• _ABOUT THIS TASK_
With the material below, print exactly the lines between the line holding "PR #5141, opened 2021-10-27" and the line holding "ablack12, line 588: I'd", inclusive. Add nothing else.

::::

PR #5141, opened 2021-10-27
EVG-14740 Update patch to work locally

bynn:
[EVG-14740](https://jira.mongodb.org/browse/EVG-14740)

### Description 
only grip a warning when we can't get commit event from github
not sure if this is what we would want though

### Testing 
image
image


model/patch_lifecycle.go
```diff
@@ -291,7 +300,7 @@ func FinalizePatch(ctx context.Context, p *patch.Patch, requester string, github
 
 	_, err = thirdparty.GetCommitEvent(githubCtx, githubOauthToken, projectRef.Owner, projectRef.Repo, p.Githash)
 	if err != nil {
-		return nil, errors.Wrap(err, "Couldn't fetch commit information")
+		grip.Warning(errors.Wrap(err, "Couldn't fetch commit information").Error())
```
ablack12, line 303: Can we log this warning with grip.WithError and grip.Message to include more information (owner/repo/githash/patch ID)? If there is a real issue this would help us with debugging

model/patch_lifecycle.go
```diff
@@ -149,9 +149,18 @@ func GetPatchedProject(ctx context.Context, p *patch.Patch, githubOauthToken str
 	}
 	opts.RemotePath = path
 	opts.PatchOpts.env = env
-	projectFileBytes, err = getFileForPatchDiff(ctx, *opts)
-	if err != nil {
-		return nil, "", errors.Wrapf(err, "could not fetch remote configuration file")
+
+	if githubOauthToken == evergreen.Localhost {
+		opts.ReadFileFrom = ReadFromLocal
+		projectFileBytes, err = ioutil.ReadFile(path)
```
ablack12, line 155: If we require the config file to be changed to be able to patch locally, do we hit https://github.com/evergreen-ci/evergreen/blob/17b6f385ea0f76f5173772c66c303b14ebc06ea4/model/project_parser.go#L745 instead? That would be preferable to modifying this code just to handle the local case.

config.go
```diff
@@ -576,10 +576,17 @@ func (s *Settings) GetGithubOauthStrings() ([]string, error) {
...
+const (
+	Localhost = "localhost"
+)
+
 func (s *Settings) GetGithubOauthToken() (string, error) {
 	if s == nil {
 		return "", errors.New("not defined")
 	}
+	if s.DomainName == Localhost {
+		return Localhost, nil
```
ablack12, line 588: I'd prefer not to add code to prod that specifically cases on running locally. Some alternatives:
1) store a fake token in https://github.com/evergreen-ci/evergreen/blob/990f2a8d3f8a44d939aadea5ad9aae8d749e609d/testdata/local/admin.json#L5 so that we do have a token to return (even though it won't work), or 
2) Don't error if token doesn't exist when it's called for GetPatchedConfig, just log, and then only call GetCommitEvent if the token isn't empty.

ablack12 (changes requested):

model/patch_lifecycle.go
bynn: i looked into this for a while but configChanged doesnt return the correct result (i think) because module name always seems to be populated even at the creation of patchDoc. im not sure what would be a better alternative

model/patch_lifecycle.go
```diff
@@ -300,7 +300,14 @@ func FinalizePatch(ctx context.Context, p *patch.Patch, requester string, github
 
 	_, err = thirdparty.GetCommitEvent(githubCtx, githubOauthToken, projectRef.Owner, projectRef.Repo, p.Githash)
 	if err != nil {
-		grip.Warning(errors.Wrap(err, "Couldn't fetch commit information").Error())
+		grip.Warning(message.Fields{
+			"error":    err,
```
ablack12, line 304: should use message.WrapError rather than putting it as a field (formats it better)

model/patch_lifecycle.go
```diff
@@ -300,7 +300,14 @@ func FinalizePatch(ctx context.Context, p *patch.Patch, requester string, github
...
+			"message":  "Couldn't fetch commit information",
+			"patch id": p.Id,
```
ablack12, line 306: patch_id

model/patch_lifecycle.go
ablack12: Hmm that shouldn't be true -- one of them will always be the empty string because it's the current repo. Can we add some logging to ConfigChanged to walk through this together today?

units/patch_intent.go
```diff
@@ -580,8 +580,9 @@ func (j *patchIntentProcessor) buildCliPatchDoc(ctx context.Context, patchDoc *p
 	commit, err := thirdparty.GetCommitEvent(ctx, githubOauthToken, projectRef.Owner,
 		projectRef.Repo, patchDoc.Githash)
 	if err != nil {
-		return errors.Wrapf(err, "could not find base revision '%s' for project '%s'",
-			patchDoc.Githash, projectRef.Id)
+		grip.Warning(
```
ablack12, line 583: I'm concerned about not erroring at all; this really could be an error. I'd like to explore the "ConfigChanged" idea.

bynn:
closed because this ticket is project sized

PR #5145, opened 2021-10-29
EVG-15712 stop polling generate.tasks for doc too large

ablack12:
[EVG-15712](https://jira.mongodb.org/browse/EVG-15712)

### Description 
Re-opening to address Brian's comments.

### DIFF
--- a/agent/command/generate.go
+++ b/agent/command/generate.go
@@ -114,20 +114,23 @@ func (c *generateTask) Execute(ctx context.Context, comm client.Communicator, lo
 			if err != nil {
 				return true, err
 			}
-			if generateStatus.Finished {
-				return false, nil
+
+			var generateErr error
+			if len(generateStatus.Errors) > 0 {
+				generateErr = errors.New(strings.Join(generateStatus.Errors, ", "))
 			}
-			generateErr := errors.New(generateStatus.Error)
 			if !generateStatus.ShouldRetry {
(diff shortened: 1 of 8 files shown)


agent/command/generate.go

::::

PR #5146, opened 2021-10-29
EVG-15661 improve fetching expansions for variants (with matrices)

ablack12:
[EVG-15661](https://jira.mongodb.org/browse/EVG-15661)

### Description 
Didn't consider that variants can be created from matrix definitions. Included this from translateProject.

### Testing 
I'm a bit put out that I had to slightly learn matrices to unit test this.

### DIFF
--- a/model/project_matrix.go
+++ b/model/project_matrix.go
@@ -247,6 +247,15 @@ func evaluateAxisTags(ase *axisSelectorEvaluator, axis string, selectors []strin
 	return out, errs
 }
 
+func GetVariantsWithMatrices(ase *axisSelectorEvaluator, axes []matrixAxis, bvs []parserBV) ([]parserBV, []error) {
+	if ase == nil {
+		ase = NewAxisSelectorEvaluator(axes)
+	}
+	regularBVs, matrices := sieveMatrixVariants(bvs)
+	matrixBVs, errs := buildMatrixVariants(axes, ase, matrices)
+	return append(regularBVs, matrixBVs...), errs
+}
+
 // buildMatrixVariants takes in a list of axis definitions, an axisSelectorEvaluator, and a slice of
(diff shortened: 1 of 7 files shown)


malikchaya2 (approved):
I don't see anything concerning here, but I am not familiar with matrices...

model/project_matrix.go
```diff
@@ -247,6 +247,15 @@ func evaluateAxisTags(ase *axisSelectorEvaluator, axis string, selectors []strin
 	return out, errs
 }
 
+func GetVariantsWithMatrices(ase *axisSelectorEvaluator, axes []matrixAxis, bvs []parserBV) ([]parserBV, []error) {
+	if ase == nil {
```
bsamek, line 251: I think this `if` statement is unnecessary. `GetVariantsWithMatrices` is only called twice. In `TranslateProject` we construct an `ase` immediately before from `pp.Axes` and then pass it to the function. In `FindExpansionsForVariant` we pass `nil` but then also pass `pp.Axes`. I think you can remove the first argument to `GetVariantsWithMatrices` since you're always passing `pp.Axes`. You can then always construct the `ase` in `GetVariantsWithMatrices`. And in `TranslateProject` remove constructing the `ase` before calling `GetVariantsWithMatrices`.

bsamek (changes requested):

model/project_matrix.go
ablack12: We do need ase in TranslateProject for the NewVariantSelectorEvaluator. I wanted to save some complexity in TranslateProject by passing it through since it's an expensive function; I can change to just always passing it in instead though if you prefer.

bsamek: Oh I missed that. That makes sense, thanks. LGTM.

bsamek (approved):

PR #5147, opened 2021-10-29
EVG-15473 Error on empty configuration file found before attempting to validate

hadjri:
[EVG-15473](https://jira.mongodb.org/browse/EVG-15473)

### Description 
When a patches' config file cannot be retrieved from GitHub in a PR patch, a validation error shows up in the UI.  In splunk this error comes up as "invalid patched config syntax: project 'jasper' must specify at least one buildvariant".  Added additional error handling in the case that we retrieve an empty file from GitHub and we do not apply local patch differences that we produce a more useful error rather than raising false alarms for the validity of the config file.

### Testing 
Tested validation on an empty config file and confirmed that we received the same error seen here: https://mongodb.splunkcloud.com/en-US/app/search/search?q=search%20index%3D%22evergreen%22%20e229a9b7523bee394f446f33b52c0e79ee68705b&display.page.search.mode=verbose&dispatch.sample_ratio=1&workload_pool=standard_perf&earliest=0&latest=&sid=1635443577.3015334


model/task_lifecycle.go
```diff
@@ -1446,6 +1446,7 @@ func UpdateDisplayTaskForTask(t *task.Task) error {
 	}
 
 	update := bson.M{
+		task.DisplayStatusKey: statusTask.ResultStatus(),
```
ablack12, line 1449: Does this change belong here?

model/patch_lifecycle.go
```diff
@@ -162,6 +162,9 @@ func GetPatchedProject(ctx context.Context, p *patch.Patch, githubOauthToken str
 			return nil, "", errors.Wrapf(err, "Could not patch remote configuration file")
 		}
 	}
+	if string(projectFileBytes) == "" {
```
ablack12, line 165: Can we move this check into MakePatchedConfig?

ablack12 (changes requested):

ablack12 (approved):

::::

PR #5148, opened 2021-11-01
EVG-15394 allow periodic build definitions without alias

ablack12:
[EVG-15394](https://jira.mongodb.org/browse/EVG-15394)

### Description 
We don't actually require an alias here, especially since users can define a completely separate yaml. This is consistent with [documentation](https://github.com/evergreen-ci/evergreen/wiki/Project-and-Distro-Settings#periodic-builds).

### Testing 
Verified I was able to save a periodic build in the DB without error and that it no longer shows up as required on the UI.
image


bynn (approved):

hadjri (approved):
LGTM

::::

• _RESPONSE TO THIS EXERCISE_
PR #5141, opened 2021-10-27
EVG-14740 Update patch to work locally

bynn:
[EVG-14740](https://jira.mongodb.org/browse/EVG-14740)

### Description 
only grip a warning when we can't get commit event from github
not sure if this is what we would want though

### Testing 
image
image


model/patch_lifecycle.go
```diff
@@ -291,7 +300,7 @@ func FinalizePatch(ctx context.Context, p *patch.Patch, requester string, github
 
 	_, err = thirdparty.GetCommitEvent(githubCtx, githubOauthToken, projectRef.Owner, projectRef.Repo, p.Githash)
 	if err != nil {
-		return nil, errors.Wrap(err, "Couldn't fetch commit information")
+		grip.Warning(errors.Wrap(err, "Couldn't fetch commit information").Error())
```
ablack12, line 303: Can we log this warning with grip.WithError and grip.Message to include more information (owner/repo/githash/patch ID)? If there is a real issue this would help us with debugging

model/patch_lifecycle.go
```diff
@@ -149,9 +149,18 @@ func GetPatchedProject(ctx context.Context, p *patch.Patch, githubOauthToken str
 	}
 	opts.RemotePath = path
 	opts.PatchOpts.env = env
-	projectFileBytes, err = getFileForPatchDiff(ctx, *opts)
-	if err != nil {
-		return nil, "", errors.Wrapf(err, "could not fetch remote configuration file")
+
+	if githubOauthToken == evergreen.Localhost {
+		opts.ReadFileFrom = ReadFromLocal
+		projectFileBytes, err = ioutil.ReadFile(path)
```
ablack12, line 155: If we require the config file to be changed to be able to patch locally, do we hit https://github.com/evergreen-ci/evergreen/blob/17b6f385ea0f76f5173772c66c303b14ebc06ea4/model/project_parser.go#L745 instead? That would be preferable to modifying this code just to handle the local case.

config.go
```diff
@@ -576,10 +576,17 @@ func (s *Settings) GetGithubOauthStrings() ([]string, error) {
...
+const (
+	Localhost = "localhost"
+)
+
 func (s *Settings) GetGithubOauthToken() (string, error) {
 	if s == nil {
 		return "", errors.New("not defined")
 	}
+	if s.DomainName == Localhost {
+		return Localhost, nil
```
ablack12, line 588: I'd prefer not to add code to prod that specifically cases on running locally. Some alternatives:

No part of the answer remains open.